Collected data
....................
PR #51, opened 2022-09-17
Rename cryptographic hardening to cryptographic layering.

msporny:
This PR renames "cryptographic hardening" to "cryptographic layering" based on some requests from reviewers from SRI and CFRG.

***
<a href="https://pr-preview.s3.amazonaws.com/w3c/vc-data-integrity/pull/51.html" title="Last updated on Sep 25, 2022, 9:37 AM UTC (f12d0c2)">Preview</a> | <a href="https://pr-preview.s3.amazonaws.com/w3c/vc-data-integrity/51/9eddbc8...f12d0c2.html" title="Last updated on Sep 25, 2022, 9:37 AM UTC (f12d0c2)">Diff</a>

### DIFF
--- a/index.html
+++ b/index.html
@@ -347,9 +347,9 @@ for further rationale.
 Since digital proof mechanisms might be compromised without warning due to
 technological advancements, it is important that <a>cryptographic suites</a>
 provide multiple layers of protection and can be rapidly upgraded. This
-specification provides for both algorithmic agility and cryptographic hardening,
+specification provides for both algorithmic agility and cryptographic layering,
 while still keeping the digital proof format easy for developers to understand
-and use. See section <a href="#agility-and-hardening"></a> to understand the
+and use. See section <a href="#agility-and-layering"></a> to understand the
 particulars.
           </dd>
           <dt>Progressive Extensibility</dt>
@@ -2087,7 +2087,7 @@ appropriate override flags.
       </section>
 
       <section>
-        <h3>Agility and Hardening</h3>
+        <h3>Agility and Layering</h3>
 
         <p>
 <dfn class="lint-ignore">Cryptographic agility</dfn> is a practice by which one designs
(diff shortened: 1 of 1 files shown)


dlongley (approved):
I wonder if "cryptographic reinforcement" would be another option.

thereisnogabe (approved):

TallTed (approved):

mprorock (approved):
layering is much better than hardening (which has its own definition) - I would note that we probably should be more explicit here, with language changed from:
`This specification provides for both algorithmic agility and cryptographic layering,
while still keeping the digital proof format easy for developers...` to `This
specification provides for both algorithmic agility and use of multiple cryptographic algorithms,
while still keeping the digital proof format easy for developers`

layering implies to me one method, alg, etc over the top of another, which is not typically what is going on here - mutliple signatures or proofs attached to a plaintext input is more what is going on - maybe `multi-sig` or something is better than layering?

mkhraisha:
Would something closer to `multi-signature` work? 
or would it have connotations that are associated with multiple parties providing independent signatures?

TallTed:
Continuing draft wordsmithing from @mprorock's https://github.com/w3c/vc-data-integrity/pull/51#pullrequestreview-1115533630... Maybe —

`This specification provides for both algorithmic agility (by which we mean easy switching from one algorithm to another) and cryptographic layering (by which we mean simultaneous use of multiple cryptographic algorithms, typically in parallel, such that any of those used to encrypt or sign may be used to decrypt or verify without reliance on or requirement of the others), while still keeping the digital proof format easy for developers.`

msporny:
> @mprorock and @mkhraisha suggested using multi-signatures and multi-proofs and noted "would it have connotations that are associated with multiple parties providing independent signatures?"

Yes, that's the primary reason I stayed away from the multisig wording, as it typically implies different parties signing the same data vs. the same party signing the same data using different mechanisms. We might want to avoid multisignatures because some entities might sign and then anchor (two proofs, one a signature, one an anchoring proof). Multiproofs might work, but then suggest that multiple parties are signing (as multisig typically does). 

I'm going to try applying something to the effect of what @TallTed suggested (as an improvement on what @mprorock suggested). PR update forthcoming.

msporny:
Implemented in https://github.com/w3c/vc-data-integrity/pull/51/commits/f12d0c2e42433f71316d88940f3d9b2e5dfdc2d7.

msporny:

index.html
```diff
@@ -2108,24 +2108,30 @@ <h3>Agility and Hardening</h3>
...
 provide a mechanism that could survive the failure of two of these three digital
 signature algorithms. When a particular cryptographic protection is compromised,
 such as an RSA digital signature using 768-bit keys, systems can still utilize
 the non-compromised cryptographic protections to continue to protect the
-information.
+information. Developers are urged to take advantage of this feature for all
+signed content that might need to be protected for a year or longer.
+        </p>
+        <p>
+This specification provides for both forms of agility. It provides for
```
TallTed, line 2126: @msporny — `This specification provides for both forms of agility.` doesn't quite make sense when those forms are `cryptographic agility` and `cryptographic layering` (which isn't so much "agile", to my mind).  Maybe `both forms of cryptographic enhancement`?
....................
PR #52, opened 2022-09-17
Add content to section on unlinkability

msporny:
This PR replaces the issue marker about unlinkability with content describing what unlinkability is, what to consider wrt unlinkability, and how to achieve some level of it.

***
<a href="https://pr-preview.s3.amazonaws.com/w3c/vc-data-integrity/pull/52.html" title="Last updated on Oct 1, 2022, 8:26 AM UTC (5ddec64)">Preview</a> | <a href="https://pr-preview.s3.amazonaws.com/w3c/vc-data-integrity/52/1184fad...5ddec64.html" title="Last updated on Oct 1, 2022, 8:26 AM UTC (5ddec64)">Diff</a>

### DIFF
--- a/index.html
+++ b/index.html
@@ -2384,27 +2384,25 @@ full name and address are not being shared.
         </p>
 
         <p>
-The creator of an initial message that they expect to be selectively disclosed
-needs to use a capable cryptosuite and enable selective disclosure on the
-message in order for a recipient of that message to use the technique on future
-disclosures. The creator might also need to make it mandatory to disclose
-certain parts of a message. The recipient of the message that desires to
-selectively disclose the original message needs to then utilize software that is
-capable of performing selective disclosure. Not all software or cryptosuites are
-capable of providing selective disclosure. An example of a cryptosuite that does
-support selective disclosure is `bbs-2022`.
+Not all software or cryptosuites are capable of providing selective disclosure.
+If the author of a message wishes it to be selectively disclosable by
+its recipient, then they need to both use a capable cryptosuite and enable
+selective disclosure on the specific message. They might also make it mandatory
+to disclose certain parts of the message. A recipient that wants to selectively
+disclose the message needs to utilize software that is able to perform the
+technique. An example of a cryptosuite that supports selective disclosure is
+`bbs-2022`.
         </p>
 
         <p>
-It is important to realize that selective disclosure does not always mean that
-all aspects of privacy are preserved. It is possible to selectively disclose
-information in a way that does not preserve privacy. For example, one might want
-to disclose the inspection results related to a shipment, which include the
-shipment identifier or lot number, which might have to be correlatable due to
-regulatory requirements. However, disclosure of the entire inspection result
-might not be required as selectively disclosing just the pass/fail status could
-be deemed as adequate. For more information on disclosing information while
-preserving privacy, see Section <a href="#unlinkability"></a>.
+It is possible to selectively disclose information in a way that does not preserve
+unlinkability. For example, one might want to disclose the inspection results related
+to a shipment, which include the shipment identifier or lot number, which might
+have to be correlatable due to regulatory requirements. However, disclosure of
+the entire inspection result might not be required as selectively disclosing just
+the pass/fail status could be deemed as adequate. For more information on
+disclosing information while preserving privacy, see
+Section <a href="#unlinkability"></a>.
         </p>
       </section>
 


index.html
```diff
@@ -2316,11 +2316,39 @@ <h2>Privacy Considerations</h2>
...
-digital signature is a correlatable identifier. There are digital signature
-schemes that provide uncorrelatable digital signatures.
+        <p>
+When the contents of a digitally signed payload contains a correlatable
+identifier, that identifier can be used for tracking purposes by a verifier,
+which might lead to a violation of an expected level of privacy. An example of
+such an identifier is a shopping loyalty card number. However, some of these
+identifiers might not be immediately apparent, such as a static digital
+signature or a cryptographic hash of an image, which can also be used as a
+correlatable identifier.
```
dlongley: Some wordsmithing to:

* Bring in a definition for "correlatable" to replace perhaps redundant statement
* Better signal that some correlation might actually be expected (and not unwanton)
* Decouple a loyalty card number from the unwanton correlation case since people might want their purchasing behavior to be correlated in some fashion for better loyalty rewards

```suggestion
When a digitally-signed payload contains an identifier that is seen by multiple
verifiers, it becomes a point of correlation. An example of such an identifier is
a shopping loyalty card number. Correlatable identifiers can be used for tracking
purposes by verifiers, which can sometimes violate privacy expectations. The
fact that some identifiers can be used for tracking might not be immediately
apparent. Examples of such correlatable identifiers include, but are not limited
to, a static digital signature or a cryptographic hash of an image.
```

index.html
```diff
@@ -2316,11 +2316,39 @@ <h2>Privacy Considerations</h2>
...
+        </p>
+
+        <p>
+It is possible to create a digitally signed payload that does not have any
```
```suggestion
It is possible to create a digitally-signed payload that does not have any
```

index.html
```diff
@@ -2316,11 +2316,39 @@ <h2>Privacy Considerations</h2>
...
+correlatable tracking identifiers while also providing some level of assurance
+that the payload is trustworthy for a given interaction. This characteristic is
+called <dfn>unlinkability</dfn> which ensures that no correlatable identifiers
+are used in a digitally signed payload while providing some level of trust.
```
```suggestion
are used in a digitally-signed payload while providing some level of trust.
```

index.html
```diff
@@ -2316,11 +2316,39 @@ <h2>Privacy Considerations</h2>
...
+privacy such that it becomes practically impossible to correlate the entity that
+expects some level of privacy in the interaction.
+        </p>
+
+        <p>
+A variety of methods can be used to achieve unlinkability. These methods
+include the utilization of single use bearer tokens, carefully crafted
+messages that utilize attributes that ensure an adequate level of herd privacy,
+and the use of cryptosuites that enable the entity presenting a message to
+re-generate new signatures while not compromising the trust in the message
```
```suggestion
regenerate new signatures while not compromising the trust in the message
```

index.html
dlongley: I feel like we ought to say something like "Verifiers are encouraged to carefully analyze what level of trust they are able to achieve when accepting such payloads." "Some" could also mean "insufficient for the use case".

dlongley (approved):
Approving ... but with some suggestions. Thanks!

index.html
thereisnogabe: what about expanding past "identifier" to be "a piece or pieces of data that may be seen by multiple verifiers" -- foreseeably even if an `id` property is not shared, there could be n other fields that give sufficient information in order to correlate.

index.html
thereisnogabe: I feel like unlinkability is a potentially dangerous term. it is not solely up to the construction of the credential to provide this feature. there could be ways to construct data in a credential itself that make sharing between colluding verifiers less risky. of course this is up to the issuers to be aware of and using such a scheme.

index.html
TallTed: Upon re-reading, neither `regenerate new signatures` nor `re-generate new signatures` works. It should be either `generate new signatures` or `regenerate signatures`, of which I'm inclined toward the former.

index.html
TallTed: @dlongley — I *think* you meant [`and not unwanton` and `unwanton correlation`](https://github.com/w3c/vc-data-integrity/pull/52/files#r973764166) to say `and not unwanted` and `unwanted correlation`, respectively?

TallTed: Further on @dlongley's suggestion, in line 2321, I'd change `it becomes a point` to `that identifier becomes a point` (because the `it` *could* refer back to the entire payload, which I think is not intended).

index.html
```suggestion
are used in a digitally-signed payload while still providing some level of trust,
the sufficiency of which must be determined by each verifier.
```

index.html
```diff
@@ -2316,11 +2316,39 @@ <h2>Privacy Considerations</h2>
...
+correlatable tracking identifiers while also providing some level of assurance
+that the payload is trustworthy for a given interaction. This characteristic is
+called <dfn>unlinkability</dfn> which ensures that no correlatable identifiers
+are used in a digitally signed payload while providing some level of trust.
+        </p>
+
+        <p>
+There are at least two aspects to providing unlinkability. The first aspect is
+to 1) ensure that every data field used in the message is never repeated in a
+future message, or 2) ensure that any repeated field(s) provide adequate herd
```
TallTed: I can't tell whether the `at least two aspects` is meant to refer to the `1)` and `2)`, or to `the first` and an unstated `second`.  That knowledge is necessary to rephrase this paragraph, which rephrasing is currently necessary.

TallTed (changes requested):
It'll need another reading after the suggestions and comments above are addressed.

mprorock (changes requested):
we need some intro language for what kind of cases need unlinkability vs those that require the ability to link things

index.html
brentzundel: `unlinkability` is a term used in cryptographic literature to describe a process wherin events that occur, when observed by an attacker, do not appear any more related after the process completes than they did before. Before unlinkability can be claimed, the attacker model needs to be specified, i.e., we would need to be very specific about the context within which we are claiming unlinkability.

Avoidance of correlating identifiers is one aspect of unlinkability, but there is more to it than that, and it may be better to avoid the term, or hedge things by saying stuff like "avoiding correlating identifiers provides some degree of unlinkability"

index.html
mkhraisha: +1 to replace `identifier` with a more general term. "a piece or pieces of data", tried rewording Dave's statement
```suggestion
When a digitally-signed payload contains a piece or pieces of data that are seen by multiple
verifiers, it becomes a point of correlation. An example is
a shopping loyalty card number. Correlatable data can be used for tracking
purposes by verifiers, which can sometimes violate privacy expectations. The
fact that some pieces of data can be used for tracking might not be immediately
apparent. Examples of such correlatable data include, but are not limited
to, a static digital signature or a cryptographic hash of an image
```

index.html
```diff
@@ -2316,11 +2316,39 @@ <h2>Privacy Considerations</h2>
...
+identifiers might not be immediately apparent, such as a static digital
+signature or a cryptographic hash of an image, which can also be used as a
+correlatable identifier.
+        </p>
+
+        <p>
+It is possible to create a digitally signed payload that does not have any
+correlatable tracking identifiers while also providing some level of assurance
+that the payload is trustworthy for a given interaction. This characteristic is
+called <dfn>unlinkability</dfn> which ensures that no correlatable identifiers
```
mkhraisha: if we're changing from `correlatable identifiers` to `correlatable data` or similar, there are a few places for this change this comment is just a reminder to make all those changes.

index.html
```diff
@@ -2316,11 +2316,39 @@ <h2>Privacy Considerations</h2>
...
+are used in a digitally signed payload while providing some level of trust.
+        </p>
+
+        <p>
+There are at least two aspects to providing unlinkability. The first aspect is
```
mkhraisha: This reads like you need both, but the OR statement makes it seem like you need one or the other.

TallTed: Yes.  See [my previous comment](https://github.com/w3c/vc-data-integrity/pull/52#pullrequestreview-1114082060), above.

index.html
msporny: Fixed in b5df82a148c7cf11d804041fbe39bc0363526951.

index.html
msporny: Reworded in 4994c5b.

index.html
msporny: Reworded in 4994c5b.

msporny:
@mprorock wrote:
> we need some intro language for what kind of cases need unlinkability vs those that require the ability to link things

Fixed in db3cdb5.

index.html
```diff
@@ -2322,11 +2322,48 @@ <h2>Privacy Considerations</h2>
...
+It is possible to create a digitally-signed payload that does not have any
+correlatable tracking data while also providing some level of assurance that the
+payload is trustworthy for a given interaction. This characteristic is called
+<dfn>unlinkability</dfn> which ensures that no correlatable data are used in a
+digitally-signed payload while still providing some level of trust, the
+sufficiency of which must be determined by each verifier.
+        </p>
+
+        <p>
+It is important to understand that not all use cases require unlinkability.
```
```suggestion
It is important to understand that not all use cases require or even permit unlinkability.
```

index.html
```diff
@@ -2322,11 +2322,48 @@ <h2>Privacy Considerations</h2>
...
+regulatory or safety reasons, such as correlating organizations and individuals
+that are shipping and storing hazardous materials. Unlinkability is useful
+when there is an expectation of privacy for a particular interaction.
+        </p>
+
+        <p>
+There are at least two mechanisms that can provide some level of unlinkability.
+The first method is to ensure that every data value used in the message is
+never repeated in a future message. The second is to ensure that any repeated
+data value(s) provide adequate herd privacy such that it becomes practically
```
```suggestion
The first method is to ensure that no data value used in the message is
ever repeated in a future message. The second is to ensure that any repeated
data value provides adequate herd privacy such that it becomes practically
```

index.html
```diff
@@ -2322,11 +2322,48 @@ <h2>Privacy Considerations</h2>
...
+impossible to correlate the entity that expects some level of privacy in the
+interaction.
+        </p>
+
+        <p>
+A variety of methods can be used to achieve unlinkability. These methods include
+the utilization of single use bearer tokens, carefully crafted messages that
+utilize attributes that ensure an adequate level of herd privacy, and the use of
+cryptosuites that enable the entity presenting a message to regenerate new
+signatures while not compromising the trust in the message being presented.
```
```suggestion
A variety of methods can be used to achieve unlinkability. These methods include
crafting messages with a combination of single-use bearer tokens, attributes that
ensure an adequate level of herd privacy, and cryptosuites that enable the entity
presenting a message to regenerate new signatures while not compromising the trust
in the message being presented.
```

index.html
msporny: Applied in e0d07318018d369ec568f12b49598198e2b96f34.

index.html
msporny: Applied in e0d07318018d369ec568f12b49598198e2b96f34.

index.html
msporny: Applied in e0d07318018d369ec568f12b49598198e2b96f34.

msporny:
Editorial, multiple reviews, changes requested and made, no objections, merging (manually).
....................
Instructions to follow
Return word for word the lines above from the line with "-specification provides for" to the line with "-and use. See", including both and leaving out all others.

Exercise response
-specification provides for both algorithmic agility and cryptographic hardening,
+specification provides for both algorithmic agility and cryptographic layering,
 while still keeping the digital proof format easy for developers to understand
-and use. See section <a href="#agility-and-hardening"></a> to understand the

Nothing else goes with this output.